# barimetría



## María Laura Fuentes

Hi guys!

I am still going at the text on Ocean Power. There is one section titled "Barimetría General" within a larger section called "Morphology of the Island" (regarding Pascua Island in Chile). Should I translate "Barimetría" as barimetry? 
The Dictionary says Barimetría is the estimated weight of animals by sizing them up. I do not know what that has to do with Morphology.
By the way, many thanks Juri for your prompt answer on Undimotriz. 

Thank you all.

L.


----------



## Chris K

María Laura Fuentes said:


> [...]Should I translate "Barimetría" as barimetry?
> [...]
> 
> L.



I suspect the word "barimetry" doesn't exist in English. I'll see if I can find the equivalent term.
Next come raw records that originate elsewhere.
PR #3142, opened 2018-03-28
Simplified Bazel build

alexsomesan:
This change proposed a simplified build flow based on the current Bazel logic.
Notable changes introduced:

* Build only one platform a time. This implies releasing distinct tarballs for distinct architectures.
* Use Bazel datafiles syntax instead of genrule with shell-script to copy static resources.
* Remove the generated examples and replace with static cluster yaml examples.
* Remove some unnecessary rules and dependencies
* The release version is sourced from the `version.bzl` file which can be manipulated by RA.

Outstanding issues to be resolved:
* drop the terraform binary next to the installer in the local dev build (the tarball already has it).
* adapt documentation to explain the recommended developer workflow.


BUILD.bazel
```diff
@@ -16,31 +17,6 @@ config_setting(
...
 )
 
-genrule(
-    name = "terraform_runtime",
-    output_to_bindir = 1,
-    srcs = select({
-        "//:linux": ["@terraform_runtime_linux//:terraform"],
-        "//:darwin": ["@terraform_runtime_darwin//:terraform"],
-    }),
-    outs = ["bin/terraform"],
```
enxebre: terraform_fmt currently relies on this output so would need to be updated

WORKSPACE
```diff
@@ -1,28 +1,31 @@
...
+# https://github.com/bazelbuild/rules_go/pull/1393
+
 git_repository(
     name = "io_bazel_rules_go",
     remote = "https://github.com/bazelbuild/rules_go.git",
-    commit = "3f38260eda98d23e9142bb905caede5912508770"
+    commit = "361556b0d27318d1b8fa42c91a4baa4ab5ea1c58"
 )
 
+# http_archive(
```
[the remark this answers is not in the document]
alexsomesan: It's mentioned in the comment above. It's because we need a change from https://github.com/bazelbuild/rules_go/pull/1393 which is not yet released. Once a release is cut, we can revert back to http_archive retrieval. That's why I kept it commented.

BUILD.bazel
```diff
@@ -61,96 +37,55 @@ alias(
...
 alias(
     name = "cli",
-    actual = "//installer/cmd/tectonic:tectonic",
+    actual = "//installer:tectonic",
 )
 
-load("@bazel_tools//tools/build_defs/pkg:pkg.bzl", "pkg_tar")
+template_files = glob([
+    "modules/**/*",
+    "platforms/**/*",
```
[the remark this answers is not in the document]
alexsomesan: Cool. I'm going to remove it here too. Thanks!

BUILD.bazel
alexsomesan: ok, I'll put it back then 👍

BUILD.bazel
```diff
@@ -61,96 +49,56 @@ alias(
...
-
-pkg_tar(
-    name = "tarball_terraform_configuration",
-    mode = "0644",
-    srcs =  glob(["modules/**"]) + glob(["steps/**"]) + ["config.tf"],
-    strip_prefix = ".",
-)
+template_files = glob([
+    "modules/**/*",
+    "platforms/**/*",
```
enxebre: we can remove platforms

examples/BUILD.bazel
```diff
@@ -1,5 +1,9 @@
...
+
 filegroup(
-    name= "tectonic_cli_configs",
-    srcs = glob(["tectonic.*.yaml"]),
+    name= "tectonic_cli_examples",
+    srcs = example_cli_configs,
     visibility = ["//visibility:public"],
 )
+
+exports_files(example_cli_configs)
```
enxebre: missing line

enxebre (dismissed):

examples/BUILD.bazel
alexsomesan: Fixed it.

enxebre:
ok to test

enxebre (dismissed):

enxebre:
When running in mac `./tectonic-dev/installer/tectonic` is dropped with no execution perms 644, shouldn't it be 555?
Also could we the tarball name and the export binary path here https://github.com/coreos/tectonic-installer/blob/master/README.md#hacking?

squat (changes requested):
How does this PR change the tar ball layout? Can you update the Bazel README to reflect this? Also, one of @enxebre’s comments regarding globbing “platforms” should still be addressed I think

alexsomesan:
@squat Got around to amending the README. PTAL.
Also, smokes should be green now. I'll squash before merging.

alexsomesan:
Good to review. PTAL

enxebre (dismissed):

spangenberg (dismissed):

squat (approved):
Looks good! One more piece of clean up we need to do is to remove the hand-tailored gazelle generated Bazel files in vendor. These had to be modified by hand to support declarative cross-compilation in Bazel but since we are no longer doing this and instead the tarballs only have binaries for a single platform, we can remove those changes. As it stands they will *NOT* be regenerated by gazelle because of the special directive in the files. We simple need to `find ./installer/vendor/ -name *.BAZEL | xargs rm` or the like and then re-run gazelle to regenerate. We can do this in a follow up

squat:
We need to ensure we coordinate with RA team so they are aware of the new release process requiring one tarball per platform per release

alexsomesan:
@squat I agree with both points!
Would you say INST-922 would be good opportunity to handle the vendor build files? I'm still hoping we can schedule that one soon, now that the installer backend code is gone too.

On the topic of integration with RA, I'd say the release process as we know it no longer applies at this time. We definitely have to convey these changes to RA nonetheless. Sudha wants to meet this week to discuss the path forward, so we'll touch on these changes and others within the installer.

enxebre (approved):

WORKSPACE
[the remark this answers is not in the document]
wking: > Once a release is cut, we can revert back to http_archive retrieval.

I've filed openshift/installer#28 with a stab at this.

_Update:_ Yes; it does exist, although it's apparently not common.


----------



## María Laura Fuentes

Wow, amazing. 

Thanks a lot.

So then, barimetry it is!!!


----------



## Chris K

María Laura Fuentes said:


> Wow, amazing.
> 
> Thanks a lot.
> 
> So then, barimetry it is!!!



Are you sure, though, that bar*o*metry is not what is meant?


----------



## fsabroso

Hola:

Chris is right about "barOmetry"; there is no definition for "barImetry"
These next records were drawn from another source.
PR #14, opened 2014-07-22
result of sorted volumes is wrong

KatharinaLemke:
The attribute order of mods:part hast to be a positive integer.
As I can see the belonging database field is
tx_dlf_documents.volume_sorting - but it is of the type tinytext.
As a consequence the result of sorted volumes is wrong like this:
[...]/390/40/400/450/50/500/[...]
So I use "CAST ... AS UNSIGNED" to get a correct volume list but it
would be better to change the data type of the affected database field.


albig:
We can reproduce this issue but have not yet decided howto fix it.

IMHO the order field is even of type integer - not positiveinteger. That's what I found in the MODS-spec 3.4 and 3.5. But that's a minor question ;-)

PR #16, opened 2014-07-28
Fix facet limit

KatharinaLemke:
If you want to make for example an alphabetical index of persons, you
need all entries of the selected facet "persons". If you set
"limitFacets" in the typo3 backend, the maximum value is 100. I think it
is inconseqent to offer the possibility to set this value - but only
until 100.
If you need more than 100 entries for a facet, you have to set
facet.limit of SOLR because by default facet.limit=100.


albig:
Looks reasonable to give the flexform facet.limit to the SOLR search parameters. Looking forward to see your usecase "alphabetical index of persons" in real.

PR #20, opened 2014-11-10
Two small code fixes

stweil:
One of them is needed for newer versions of TYPO3 (especially for the current LTS version 6.2). We did not test it with old TYPO3 LTS 4.5, but I expect that it will work there, too.
Another bug was detected while we validated the generated HTML code.

### DIFF
--- a/dlf/cli/class.tx_dlf_cli.php
+++ b/dlf/cli/class.tx_dlf_cli.php
@@ -115,7 +115,7 @@ class tx_dlf_cli extends t3lib_cli {
 		);
 
 		// Run parent constructor.
-		parent::t3lib_cli();
+		parent::__construct();
 
 	}
 
--- a/dlf/plugins/search/setup.txt
+++ b/dlf/plugins/search/setup.txt
@@ -15,7 +15,7 @@ plugin.tx_dlf_search.facetsConf {
 		ACT < .NO
 		ACT.wrapItemAndSub = <li class="tx-dlf-search-act">|</li>
 		ACTIFSUB < .NO
-		ACTIFSUB.wrapItemAndSub = <li class="tx-dlf-search-act" tx-dlf-search-ifsub>|</li>
+		ACTIFSUB.wrapItemAndSub = <li class="tx-dlf-search-act tx-dlf-search-ifsub">|</li>
 	}
 	2 < .1
 	2 {


albig:
Would you please split these two commits and provide as two pull requests? Both are fixes but don't belong together.

The fix for TYPO3 6.2 is fine for 4.6 and 4.7 but breaks 4.5. Please make a version comparison like e.g. in tx_dlf_helper::intInRange().

http://api.typo3.org/typo3cms/45/
http://api.typo3.org/typo3cms/47/

Thank you!

Alexander

stweil:
Hi Alexander,

feel free to cherry-pick only those commits of the pull request which you want to apply. You can do this without waiting for a new pull request.

Did you test the TYPO3 6.2 fix with 4.5 or do you just assume that it might break that version? I'd expect that the new PHP5 code also works with 4.5 because calling the constructor like that is a PHP5 feature, not a feature introduced with some TYPO3 version.

Regards
Stefan

stweil:
The TYPO3 6.2 patch would break PHP4 because it replaces a named constructor by the new constructor which was introduced in PHP5. I don't think we support PHP4, so the patch should be fine. See http://stackoverflow.com/questions/1883913/php4-constructor-naming-convention-in-php5 for details.

albig:
In TYPO3 4.5 is no constructor in class t3lib_cli. That's of course not the problem, but the "cli_args array" will never be loaded then. I can't imagine that this makes any sense. But no, I haven't tried it yet.

stweil:
There is a constructor in class t3lib_cli. See https://svn.typo3.org/TYPO3v4/Core/trunk/t3lib/class.t3lib_cli.php or have a look at your local code and search for constructor. As long as you don't use PHP4, the new code should work with any version of TYPO3.

stweil:
Here is a stripped down version of the code which shows that the new code still works with TYPO3 4.5.

``` php
<?php

class t3lib_cli {
  /**
   * Constructor
   * Make sure child classes also call this!
   *
   * @return void
   */
  function t3lib_cli() {
    // Loads the cli_args array with command line arguments
    echo("Constructor t3lib_cli was called\n");
  }
}

class tx_dlf_cli extends t3lib_cli {
  public function __construct() {
    echo("Constructor tx_dlf_cli was called\n");
    // Run parent constructor.
    parent::t3lib_cli();
  }
}

class tx_dlf_cli2 extends t3lib_cli {
  public function __construct() {
    echo("Constructor tx_dlf_cli2 was called\n");
    // Run parent constructor.
    parent::__construct();
  }
}

$test = new tx_dlf_cli();
$test2 = new tx_dlf_cli2();

?>
```

Just run the code through a command line PHP5 interpreter. Here is my result:

```
# php5 /var/tmp/constructor.php 
Constructor tx_dlf_cli was called
Constructor t3lib_cli was called
Constructor tx_dlf_cli2 was called
Constructor t3lib_cli was called
```

albig:
Thanks for the example. I didn't remember this PHP4 behaviour (constructor named like class name). It's too long ago ;-)

TYPO3 4.5 requires PHP 5.2.x-5.5.x and doesn't support PHP4 at anymore.
Goobi-presentation has set 5.3.0 as minimum. Don't ask me why ;-)

PR #23, opened 2014-12-17
Add Typeswitch for DFG-Viewer, Update OpenLayers

albig:
This adds a type-switch plugin to use with typoscript conditions. This makes it possible for to render page content differently depending on the provided METS-file (e.g. for newspapers).

Additionally the pageview plugin has been updated from OpenLayers 2.12 to 2.13.1.


stweil:
Is dlf/lib/OpenLayers an unmodified copy of OpenLayers 2.13.1? What about using a git submodule for OpenLayers (and other external code in dlf/lib) in the future?

albig:
Yes, it's an unmodified copy of OpenLayers without examples, docs etc. Maybe, we could think about git submodule on the jump to OpenLayers 3.

PR #29, opened 2015-02-10
version without any label from BFallert

BFallert:
### COUNT_VOLUMES_NUM

We need a version without any label

Signed-off-by: BFallert bernd.fallert@bib.uni-mannheim.de


albig:
Why don't you override the language label of the collection plugin? This will erase the "title" and "volume" Labels: 

plugin.tx_dlf_collection._LOCAL_LANG.de {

> *barometry*—The study of the measurement of atmospheric pressure, with particular reference to ascertaining and correcting the errors of the different types of barometer.
> http://amsglossary.allenpress.com/glossary/browse?s=b&p=11


----------



## María Laura Fuentes

Mmmmm, you are probably right. 
The original text says barimetría, but what you guys are saying makes perfect sense. I'll check with the boss and get back to you.

I appreciate your help so much...

L.


----------



## María Laura Fuentes

Upon re reading the text, the section where "barimetría" appears is not related to atmospheric pressure. It discusses the depth of the sea around the coast, specifically highlighting how deep it gets within a short distance from the shore. It details the number of meters in depth and distance from the coast. Then it goes on to discuss the soil features... So, no, I do not think "barometry" is what they mean. I'll check with the technicians that wrote it...
Many thanks!!!


----------



## Chris K

Hmm. Barometers can be used to calculate altitude, so maybe they can be used to calculate depth. I don't know.


----------



## mora

Hola,

Creo que es 'bathymetry'. 

http://en.wikipedia.org/wiki/Bathymetry

Saludos,

Mora


----------



## fisherwoman

The spanish word is "batimetría" (bathymetry in inglish) if you are talking about depth in a "marine" context

Saludos,

Fisherwoman


----------



## María Laura Fuentes

Sí es tal cual, gracias, así lo puse!!


----------